**Required action**
In the lines below, look for "reasons". Copy each line where it appears.
——————————
Issue #5467, opened 2025-08-18
Update a11y page structure template


jake-costa:
### Related page(s)

https://www.saltdesignsystem.com/salt/index

### Kind of issue

Other

### Description

Update the [a11y template](https://github.com/jpmorganchase/salt-ds/blob/main/templates/component-pages/component-name/accessibility.mdx ) to re-define the structure of the a11y page for components with any additional headings/sections as well as things to consider

### Browser

- [x] Chrome
- [x] Safari
- [x] Firefox
- [ ] Microsoft Edge

### Operating system

- [x] macOS
- [x] Windows
- [ ] Linux
- [ ] iOS
- [ ] Android

### Are you a JPMorgan Chase & Co. employee?

- [x] I am an employee of JPMorgan Chase & Co.

PR #5553, opened 2025-09-12
A11y page template changes

jake-costa:
Update the [a11y template](https://github.com/jpmorganchase/salt-ds/blob/main/templates/component-pages/component-name/accessibility.mdx) page for components with any additional sections as well as things to consider.

Closes: https://github.com/jpmorganchase/salt-ds/issues/5467

### DIFF
--- a/templates/component-pages/component-name/accessibility.mdx
+++ b/templates/component-pages/component-name/accessibility.mdx
@@ -17,9 +17,9 @@ Accessibility best practices and things to be aware of for this component.
 
 Bullet points describing what accessibility features are baked into the component or just the note below.
 
-**Note:** Salt handles the foundational accessibility behaviors and attributes for you in 
-the components. Depending on your specific use case, you may need to make additional 
-changes, and some of the information below may not be relevant. Product teams need 
+**Note:** Salt handles the foundational accessibility behaviors and attributes for you in
+the components. Depending on your specific use case, you may need to make additional
+changes, and some of the information below may not be relevant. Product teams need
 to ensure their digital products meet all current accessibility requirements.
 
 ## Keyboard interactions
@@ -62,7 +62,7 @@ Information or bullet points describing known issues and affected combinations.
 - [Link to WCAG success criterion](url)
 - [Link to WCAG technique](url)
 - [Link to ARIA pattern](url)
-- [Link to any other apporprite resources](url)
+- [Link to any other appropriate resources](url)
 
 ## Feedback
 
--- a/site/allowed-words.txt
+++ b/site/allowed-words.txt
@@ -40,4 +40,5 @@ Tabstrips
 Taurean
 Tickbox
 UITK
+frontmatter
 kmbt


aimee-liou (commented):
Looks good. Curious about your thoughts on including a section for most common screen reader considerations? Previously working on a product team, I'd often get flagged by ADA which sometimes resulted in big retroactive changes.

templates/component-pages/component-name/accessibility.mdx
```diff
@@ -39,3 +48,22 @@ You can have as many Keyboard control blocks as you need.
...
+Information or bullet points describing known issues and affected combinations.
+
+## References
+
+- [Link to WCAG success criterion](url)
+- [Link to WCAG technique](url)
+- [Link to ARIA pattern](url)
+- [Link to any other apporprite resources](url)
+
+## Feedback
```
joshwooding, line 67: Across the site we ask for feedback, we probably need a consistent way to do it

templates/component-pages/component-name/accessibility.mdx
```diff
@@ -39,3 +48,22 @@ You can have as many Keyboard control blocks as you need.
 
 </KeyboardControl>
 </KeyboardControls>
+
+## WCAG compliance
```
joshwooding, line 52: What do you envision this containing?

templates/component-pages/component-name/accessibility.mdx
```diff
@@ -13,6 +13,15 @@ data:
 
 Accessibility best practices and things to be aware of for this component.
 
+## What Salt provides
```
joshwooding, line 16: I understand the reasoning behind this but I've got a few thoughts, the note below is an accessibility statement and it feels odd to copy that into multiple pages and not have it in a central location.

Also what do you define as accessibility features

templates/component-pages/component-name/accessibility.mdx
```diff
@@ -39,3 +48,22 @@ You can have as many Keyboard control blocks as you need.
...
 </KeyboardControl>
 </KeyboardControls>
+
+## WCAG compliance
+
+Statement about WCAG conformance level and testing.
+
+## Known issues
+
+Information or bullet points describing known issues and affected combinations.
```
joshwooding, line 58: We should decide if this should be inline on the site or part of the GitHub backlog

templates/component-pages/component-name/accessibility.mdx
jake-costa: I agree an accessibility statement belongs on the site. Two reasons a short note on each component’s Accessibility tab would be helpful:
* We don’t have the accessibility statement on the public site yet.
* People on a component page are more likely to see the tab than a separate policy page.

I understand it may seem odd to repeat the note, but I think it would be helpful. This isn’t a full statement. It sets scope and responsibility: Salt covers baseline behaviors, and product teams still need to validate their specific use cases against current requirements. This counters the common “Salt out-of-the-box = accessible app” assumption. Also, as I mentioned, Visa’s design system felt the need to add something similar on their accessibility pages.

As for accessibility features, I think we could mention items like wrapping `FormFieldLabel` and `Input` in `FormField` allows Salt to handle the programmatic association between the label and the input for assistive technology. Or how we handle changes for aria attributes (e.g. aira-expanded) or any aria announcements we bake in.

Thoughts?

templates/component-pages/component-name/accessibility.mdx
jake-costa: I think it could house the success criteria that the component was tested and validated against. Or possibly Information to clarify some success criteria. (e.g. [3.3.2: Labels or Instructions](https://www.w3.org/WAI/WCAG21/Understanding/labels-or-instructions.html)): 
* Which we could indicate that there are various methods for labeling or providing formatting instructions in case we get more users reaching out saying that some examples that we have on the site are non-compliant. 

Otherwise I have no problem removing it. Thoughts?

templates/component-pages/component-name/accessibility.mdx
jake-costa: Understood, yeah a consistent feedback pattern would be great. However, I still think adding a feedback entry point on each component’s Accessibility tab is useful. It meets users where they are and lowers the effort to report issues or gaps. We could possibly even embed the component in the link so a GitHub issue opens pre-populated with the component name as a label/tag.

templates/component-pages/component-name/accessibility.mdx
```diff
@@ -13,6 +13,15 @@ data:
...
 Accessibility best practices and things to be aware of for this component.
 
+## What Salt provides
+
+Bullet points describing what accessibility features are baked into the component or just the note below.
+
+**Note:** Salt handles the foundational accessibility behaviors and attributes for you in 
+the components. Depending on your specific use case, you may need to make additional 
+changes, and some of the information below may not be relevant. Product teams need 
+to ensure their digital products meet all current accessibility requirements.
```
mark-tate, line 23: I was thinking, what comes for free with the component and what we need a user to add.
ie. wiring up labels to elements is something they would need to do.

We do create examples that demonstrate this but do we need to be clear on what a user needs to do?
I wonder if a checklist would help, each user.
We don't need to re-document a11y, if we are referring them to better docs but we could make it easier for folks to validate their own use-cases.

A checklist could be a simple list of actions or do's and don't for using this component ?

templates/component-pages/component-name/accessibility.mdx
```diff
@@ -39,3 +48,22 @@ You can have as many Keyboard control blocks as you need.
 
 </KeyboardControl>
 </KeyboardControls>
```
mark-tate, line 50: What was onerous with Carousel was having to verbalise user journeys for focus. It must be horrible to read.
How can we describe focusable user journeys better?

Could we annotate the elements in a view and then call them out as action &  effect?

mark-tate:
How about a pivot ?

Ignore the specific in this, more of a general idea, that we reduce text and turn this into a checklist instead.
Easier to read, easier to write and also could be used to drive testing.

For focus journeys, it would be easy to create if we used Mermaid but Mermaid is, or was, expensive to add to the site.
Maybe we could look again at that or alternatives, but a visual guide would be nice.
I could create a POC for this to see how expensive it is now.

# Accessibility Checklist for [Component Name]

## Best Practices Checklist
- [ ] All interactive elements are reachable and operable via keyboard.
- [ ] Clear focus indicators are visible for all focusable elements.
- [ ] Semantic HTML is used for structure and controls.

## Salt Component Usage Checklist
- [ ] Use the component as provided to benefit from built-in accessibility features.
- [ ] Review and, if needed, override ARIA roles and attributes for your specific use case.
- [ ] Ensure labels are correctly associated with controls in your implementation.
- [ ] Confirm that any customizations do not break foundational accessibility behaviors.
- [ ] Test your product for accessibility after integrating the component.

## Keyboard Interaction Checklist
- [ ] `Tab` moves focus to the next interactive element.
- [ ] `Shift + Tab` moves focus to the previous interactive element.
- [ ] `Enter` or `Space` activates the selected item or button.
- [ ] All custom keyboard shortcuts are documented and tested.

## Color Contrast Checklist
- [ ] Text and background colors meet WCAG 2.1 AA minimum contrast ratio (4.5:1 for normal text, 3:1 for large text).
- [ ] Interactive elements (buttons, links) have sufficient contrast against their background.
- [ ] Focus indicators are clearly visible and meet contrast requirements.
- [ ] Color is not used as the only means of conveying information.

## Screen Reader Accessibility Checklist
- [ ] All interactive elements have accessible names (using labels, aria-label, or aria-labelledby).
- [ ] ARIA roles and properties are used appropriately and do not conflict with native semantics.
- [ ] Dynamic updates (e.g., error messages, modal dialogs) are announced to screen readers.
- [ ] The reading order matches the visual order.
- [ ] Non-text content (images, icons) have appropriate alt text or ARIA labels.
- [ ] Test the component with at least one major screen reader (e.g., NVDA, JAWS, VoiceOver).

## WCAG Compliance Checklist
- [ ] Component usage meets **WCAG 2.1 AA** conformance.
- [ ] Accessibility testing is performed (automated and manual).
- [ ] Any exceptions or deviations are documented and justified.

## Known Issues
- In some screen reader/browser combinations, the focus indicator may not be visually prominent.
- VoiceOver on iOS may announce the component label twice in certain contexts.
- [Add any other known issues relevant to your component.]

## References
- [WCAG 2.1 Success Criterion 1.4.3: Contrast (Minimum)](https://www.w3.org/WAI/WCAG21/Understanding/contrast-minimum.html)
- [WCAG 2.1 Success Criterion 4.1.2: Name, Role, Value](https://www.w3.org/WAI/WCAG21/Understanding/name-role-value.html)
- [ARIA Authoring Practices Guide: Widget Patterns](https://www.w3.org/WAI/ARIA/apg/patterns/)
- [WCAG Techniques for Keyboard Accessibility](https://www.w3.org/WAI/WCAG21/Techniques/general/G202)

## Feedback
If you encounter accessibility issues or have suggestions, please provide feedback to the Salt team.

templates/component-pages/component-name/accessibility.mdx
mark-tate: Documenting it somewhere is a good first step, which this template allows and then we could extract and move wholesale. I like the Github back log idea as it creates 2 way discussion and an opportunity for folks to help us fix issues. We have this section already, so probably ok to leave in this template for now, until we revisit with a site wide plan.

templates/component-pages/component-name/accessibility.mdx
mark-tate: We should add that accessibility statement page, added a ticket

https://github.com/jpmorganchase/salt-ds/issues/5640

templates/component-pages/component-name/accessibility.mdx
mark-tate: I think https://github.com/jpmorganchase/salt-ds/issues/5640 can speak to this, through the backlog.

templates/component-pages/component-name/accessibility.mdx
mark-tate: I would think that could is covered by the links to other docs.
Anything specific to our own work could be covered more generally through 
https://github.com/jpmorganchase/salt-ds/issues/5640

templates/component-pages/component-name/accessibility.mdx
```diff
@@ -13,6 +13,15 @@ data:
 
 Accessibility best practices and things to be aware of for this component.
 
+## What Salt provides
+
+Bullet points describing what accessibility features are baked into the component or just the note below.
+
+**Note:** Salt handles the foundational accessibility behaviors and attributes for you in
```
aimee-liou, line 20: Thinking we could remove "Note:" - if it's just this body of text in this section (OR bullets), it's implied that it's a note here...

templates/component-pages/component-name/accessibility.mdx
```diff
@@ -39,3 +48,22 @@ You can have as many Keyboard control blocks as you need.
...
+## Known issues
+
+Information or bullet points describing known issues and affected combinations.
+
+## References
+
+- [Link to WCAG success criterion](url)
+- [Link to WCAG technique](url)
+- [Link to ARIA pattern](url)
+- [Link to any other appropriate resources](url)
```
aimee-liou, line 65: Understand this was added for a11y reasons, but removing "Link to..." in each bullet would reduce redundancy/easier to scan

aimee-liou (dismissed):
Left two small notes, but good to approve if implemented or not.

templates/component-pages/component-name/accessibility.mdx
jake-costa: Appreciate the feedback, to clarify yes we would not want to include "Link to" For each link this is just for the template. So for example "Link to WCAG success criterion" Would likely be modified to something like "WCAG 1.4.11 Non-Text Contrast"

PR #1322, opened 2016-11-21
Added support for top of active cells

pgdr:
This PR adds a feature to `ecl_grid.py`:

* added function `top_active` that returns top of the active part of the reservoir in a given column, or raises if column is inactive


python/python/ert/ecl/ecl_grid.py
```diff
@@ -713,11 +714,29 @@ def depth( self , active_index = None , global_index = None , ijk = None):
...
+    def top_active( self, i, j ):
+        """
+        Top of the active part of the reservoir; in the column (@i , @j).
+        Returns nan if (i,j) column is inactive.
+        """
+        for k in range(self.getNZ()):
+            a_idx = self.get_active_index(ijk=(i,j,k))
+            if a_idx >= 0:
+                return self.top(active_index=a_idx)
+        return float('nan')
```
joakim-hove: I would prefer if the `top_active()` method called `self._get_top1A( )` directly instead of forwarding to `top( )`. As I see it the forwarding makes `top( )` considerably more cluttered?

PR #1324, opened 2016-11-22
OpenMP implementation of fwd_step

arielalmendral:


libanalysis/src/fwd_step_enkf.c
```diff
@@ -59,6 +62,7 @@ struct fwd_step_enkf_data_struct {
   long                       option_flags;
   double                     r2_limit;
   bool                       verbose;
+  int                        num_threads;
```
joakim-hove: Would it be possible to initialize this sensibly from e.g `/proc/cpuinfo`

arielalmendral: Detecting automatically the number of threads. The functionality can be overridden with the flag NUM_THREADS as before. 

Note the cmake changes. 

1. Now OpenMP is default on, which means that it will be in use for the eclipse grid slice functionality. In ecl_grid.c, function **ecl_grid_init_GRDECL_data** the number of threads is not set, so the default is 1?

2. find_package(OpenMP) is not working properly. The c++ compiler has indeed openmp, but this cmake module is saying that it is not there, and unsetting the OpenMP_CXX_FLAGS, necessary to link with openmp. Therefore this workaround that does not use find_package(OpenMP) and sets the flags directly.

CMakeLists.txt
```diff
@@ -82,20 +85,22 @@ if (MSVC)
...
 if (ERT_USE_OPENMP)
-   find_package(OpenMP)
-   if (OPENMP_FOUND) 
-       message(STATUS "Enabling OpenMP support")
-       # The actual use of OpenMP is only in the libecl library - the compile flags is only applied there.
-   else()
-       set( ERT_USE_OPENMP OFF )
-       message(STATUS "OpenMP package not found - OpenMP disabled")
-   endif()
+  find_package(OpenMP)
```
arielalmendral: Checking the presence of OpenMP AFTER find_package(CXX11Features) fails due to the CXX flags that are set by  find_package(CXX11Features).

PR #1325, opened 2016-11-23
Remove usage of CWrapper in all ert/ecl

pgdr:
commits:
1. minor whitespaces, can be ignored
1. deleted unused `geo_polygon` and rewrote `ecl_restart_file` to use `BaseCClass` over `CWrapper`
1. rewrote `fault_block` to use `BaseCClass` over `CWrapper`
1. rewrote `fault_block_layer` ...
1. rewrote `fault_block_collection` ...
1. rewrote `layer` ...

_(internal: ERT:1117→ERT-1108)_


python/python/ert/ecl/faults/fault_block.py
```diff
@@ -32,23 +31,37 @@ def __init__(self , i,j,k ,x,y,z):
...
 
-        
+
     def __str__(self):
         return "(%d,%d)" % (self.i , self.j)
 
 
 
 class FaultBlock(BaseCClass):
+    TYPE = "fault_block"
```
jepebe: TYPE_NAME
——————————
**Response box**
jake-costa: I agree an accessibility statement belongs on the site. Two reasons a short note on each component’s Accessibility tab would be helpful:
aimee-liou, line 65: Understand this was added for a11y reasons, but removing "Link to..." in each bullet would reduce redundancy/easier to scan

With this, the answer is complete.